One of HDFS cluster’s
hdfs dfsadmin -report reports:
Under replicated blocks: 139016 Blocks with corrupt replicas: 9 Missing blocks: 0
The “Under replicated blocks” can be re-replicated automatically after some time.
How to handle the missing blocks and blocks with corrupt replicas in HDFS?
Understanding these blocks
A block is “with corrupt replicas” in HDFS if it has at least one corrupt replica along with at least one live replica. As such, a block having corrupt replicas does not indicate unavailable data, but they do indicate an increased chance that data may become unavailable.
If none of a block’s replicas are live, the block is called a missing block by HDFS, not a block with corrupt replicas.

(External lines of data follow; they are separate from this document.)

PR #40681, opened 2019-11-26
[js-cookie] Remove getJson method

nreynis:
The `getJson` method has been dropped from the library.

https://github.com/js-cookie/js-cookie/commit/4b79290b98d7fbf1ab493a7f9e1619418ac01e45

### DIFF
--- a/types/js-cookie/index.d.ts
+++ b/types/js-cookie/index.d.ts
@@ -1,4 +1,4 @@
-// Type definitions for js-cookie 2.2
+// Type definitions for js-cookie 3.0
 // Project: https://github.com/js-cookie/js-cookie
 // Definitions by: Theodore Brown <https://github.com/theodorejb>
 //                 BendingBender <https://github.com/BendingBender>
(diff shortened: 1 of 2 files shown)


types/js-cookie/index.d.ts
```diff
@@ -69,18 +69,6 @@ declare namespace Cookies {
          */
         get(): {[key: string]: string};
 
-        /**
```
amcasey: Were these removed in 3.0?  If so, does the version number at the top need to be updated?

amcasey (changes requested):

types/js-cookie/index.d.ts
nreynis: You're right. I was confused by the fact that version umber was bumped two commits after. Will fix that ASAP.

nreynis: I bumped the version number, but I feel like this should wait the end of the beta before being merged.

Should I close the PR and resub;it it later ?

nreynis: Also, the generic on `CookieStatic` should expand `string` and not `object` as set doesn't accept array or literals anymore.

amcasey: If you like, you can mark it as Draft until you're ready to go.

amcasey (approved):
LGTM, but I understand we're waiting for 3.0 to leave beta.

types/js-cookie/index.d.ts
nreynis: Well, I have another one to submit for branch 2.x, so this one will be rebased. It will be more simple to just resubmit it later.

Thank you for the review!

PR #40685, opened 2019-11-26
Normalise cli-color files, fixup javascript-time-ago

sandersn:


types/javascript-time-ago/OTHER_FILES.txt
```diff
@@ -0,0 +1,131 @@
+locale/lb/index.d.ts
```
sandersn: Only 3 are ever tested, which is reasonable since all the files are nearly identical.

PR #40688, opened 2019-11-27
Fix missing module export for grecaptcha

swiftlee:
With this minor fix, one would now be able to properly use ES6 style imports to access the grecaptcha typings.

Previously:

`import grecaptcha from 'grecaptcha';`
The ES6 style import statement would throw a compile-time error stating the the module did not exist in `@types/grecaptcha/index.d.ts`

After the fix:

`import grecaptcha from 'grecaptcha';`
The ES6 style import statement _no longer_ presents developers with a compile-time error and can properly use the typings provided by the `index.d.ts`.

### DIFF
--- a/types/grecaptcha/index.d.ts
+++ b/types/grecaptcha/index.d.ts
@@ -8,6 +8,7 @@
 // Definitions: https://github.com/DefinitelyTyped/DefinitelyTyped
 
 declare var grecaptcha: ReCaptchaV2.ReCaptcha;
+export = grecaptcha;
 
 declare namespace ReCaptchaV2 {
   interface ReCaptcha {


types/grecaptcha/index.d.ts
```diff
@@ -8,6 +8,7 @@
 // Definitions: https://github.com/DefinitelyTyped/DefinitelyTyped
 
 declare var grecaptcha: ReCaptchaV2.ReCaptcha;
+export = grecaptcha;
```
rafaeltavares: This type definition is intended to map the client script of Google reCaptcha.
The script's API is provided as a global variable, not as a module.

swiftlee: I suppose that makes sense. I had quite a few issues trying to access it properly while still having the standard grecaptcha (non-ts library) installed. I think the var names were duplicate in the global namespace from both the types and the non-typed.

Side note: I could be totally wrong, I just had issues with this :)

PR #40699, opened 2019-11-27
fix: incorrect signature cause ts2345

stevenhankin:
Test incorrectly used a static Axios config and needed to pass an Axios Instance
since the Axios module is updated to inject an interceptor

Please fill in this template.

- [y ] Use a meaningful title for the pull request. Include the name of the package modified.
- [y ] Test the change in your own code. (Compile and run.)
- [ y] Add or edit tests to reflect the change. (Run with `npm test`.)
- [ y] Follow the advice from the [readme](https://github.com/DefinitelyTyped/DefinitelyTyped/blob/master/README.md#make-a-pull-request).
- [y ] Avoid [common mistakes](https://github.com/DefinitelyTyped/DefinitelyTyped/blob/master/README.md#common-mistakes).
- [ y] Run `npm run lint package-name` (or `tsc` if no `tslint.json` is present).

If adding a new definition:

- [ n] Provide a URL to documentation or source code which provides context for the suggested changes: <<url here>>
- [ n] If this PR brings the type definitions up to date with a new version of the JS library, update the version number in the header.
- [ n] If you are making substantial changes, consider adding a `tslint.json` containing `{ "extends": "dtslint/dt.json" }`. If for reason the any rule need to be disabled, disable it for that line using `// tslint:disable-next-line [ruleName]` and not for whole package so that the need for disabling can be reviewed.

If removing a declaration:

### DIFF
--- a/types/axios-curlirize/index.d.ts
+++ b/types/axios-curlirize/index.d.ts
@@ -5,12 +5,16 @@
 
 export = AxiosCurlirize;
 
-import { AxiosStatic } from 'axios';
+import { AxiosInstance } from 'axios';
 
-interface Callback {
-    (error: Error, result?: number): void;
+interface Result {
+    command: string;
 }
 
-declare function AxiosCurlirize(instance: AxiosStatic, callback?: Callback): void;
+interface Callback {
+    (result: Result, error: Error): void;
+}
+
+declare function AxiosCurlirize(instance: AxiosInstance, callback?: Callback): void;
 
 declare namespace AxiosCurlirize { }
--- a/types/axios-curlirize/index.d.ts
+++ b/types/axios-curlirize/index.d.ts
@@ -1,6 +1,6 @@
 // Type definitions for axios-curlirize 1.3
 // Project: https://github.com/delirius325/axios-curlirize#readme
-// Definitions by: Steven Hankin <https://github.com/me>
+// Definitions by: Steven Hankin <https://github.com/stevenhankin>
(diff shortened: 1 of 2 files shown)


types/axios-curlirize/index.d.ts
```diff
@@ -5,12 +5,16 @@
 
 export = AxiosCurlirize;
```
amcasey: Normally, this would have been fast-tracked, since you're the owner.  However, it looks like the header template wasn't updated, so the bot couldn't identify you.  Was that supposed to be https://github.com/stevenhankin?

stevenhankin: Hello @amcasey !  Yes, I'm the owner of the template (but not of the referenced axios-curlirize module)

amcasey: Sorry, I think my question was unclear.  At the top of this file, it says 
```ts
// Definitions by: Steven Hankin <https://github.com/me>
```
Should it instead say
```ts
// Definitions by: Steven Hankin <https://github.com/stevenhankin>
```

stevenhankin: Lol...sorry, I'm new to this stuff.  Yes it should; I'll update the PR in a few mins...

amcasey: No worries.  Once you correct it, future changes you make to this type definition should be fast-tracked by the bot.

amcasey (approved):

PR #40700, opened 2019-11-27
[@types/cesium] Add some missing class and update to Cesium 1.63

Crocsx:
*edit: sorry I made a mess I duplicated the PR*

class Additions are took from :

https://cesium.com/docs/cesiumjs-ref-doc/Ion.html?classFilter=Ion
https://cesium.com/docs/cesiumjs-ref-doc/PostProcessStageLibrary.html
https://cesium.com/docs/cesiumjs-ref-doc/PostProcessStageComposite.html

change to existing class took from :

https://github.com/AnalyticalGraphicsInc/cesium/blob/master/CHANGES.md

Not in doc  :  
`Cesium.buildModuleUrl` and `Cesium.when` exist but are not documented :  
exemple (look at the doc code exemple, it contains the method) : 
Cesium.when => https://cesium.com/docs/cesiumjs-ref-doc/sampleTerrainMostDetailed.html
*but I do not know exactly how to type that one, so I made a generic, if you could help for that one*

Cesium.buildModuleUrl => https://cesium.com/docs/cesiumjs-ref-doc/BaseLayerPicker.html

### DIFF
--- a/types/cesium/index.d.ts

Here are lists of potential causes and actions that you may take to handle the missing or corrupted blocks:
- HDFS automatically fixes corrupt blocks in the background. A failure of this may indicate a problem with the underlying storage or filesystem of a DataNode. Use the HDFS fsck command to identify which files contain corrupt blocks.
- Some DataNodes are down and the replicas that are missing blocks are only on those DataNodes.

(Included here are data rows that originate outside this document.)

PR #40701, opened 2019-11-27
feat: Add dialogflow-fulfillment

nightillusions:
Please fill in this template.

If adding a new definition:

### DIFF
--- a/types/dialogflow-fulfillment/index.d.ts
+++ b/types/dialogflow-fulfillment/index.d.ts
@@ -10,7 +10,7 @@
 import { DialogflowConversation } from 'actions-on-google';
 import { Request, Response } from 'express';
 
-export enum Platform {
+export enum Platforms {
     UNSPECIFIED = 'PLATFORM_UNSPECIFIED',
     FACEBOOK = 'FACEBOOK',
     SLACK = 'SLACK',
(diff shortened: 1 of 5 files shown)


types/dialogflow-fulfillment/index.d.ts
```diff
@@ -0,0 +1,217 @@
...
+//                 SlowTick <https://github.com/slowtick>
+//                 Diego Dal Bosco <https://github.com/diegodalbosco>
+//                 Marcel <https://github.com/MTRNord>
+// Definitions: https://github.com/DefinitelyTyped/DefinitelyTyped
+// TypeScript Version: 3.1
+
+import { DialogflowConversation } from 'actions-on-google';
+import { Request, Response } from 'express';
+
+export enum Platform {
```
amcasey: It looks like the underlying type (i.e. the one available at runtime) might be called "PLATFORMS": https://github.com/dialogflow/dialogflow-fulfillment-nodejs/blob/8e7b12bcea64fc3b923b1845eb4c280d610825d0/src/rich-responses/rich-response.js#L18

amcasey: (i.e. it seems like `Platform.UNSPECIFIED` won't resolve at runtime)

amcasey (changes requested):

types/dialogflow-fulfillment/index.d.ts
nightillusions: I renamed `Platform` to `Platforms`

amcasey: I think it might need to be in all-caps, as in the underlying code.  You can confirm by referencing `Platforms.UNSPECIFIED` in your code and checking whether it's defined at runtime.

- The corrupt/missing blocks are from files with a replication factor of 1. New replicas cannot be created because the only replica of the block is missing.
Some suggestion as by HDP
- For critical data, use a replication factor of 3
- Bring up the failed DataNodes with missing or corrupt blocks.
- Identify the files associated with the missing or corrupt blocks by running the Hadoop fsck command.
- Delete the corrupt files and recover them from backup, if it exists.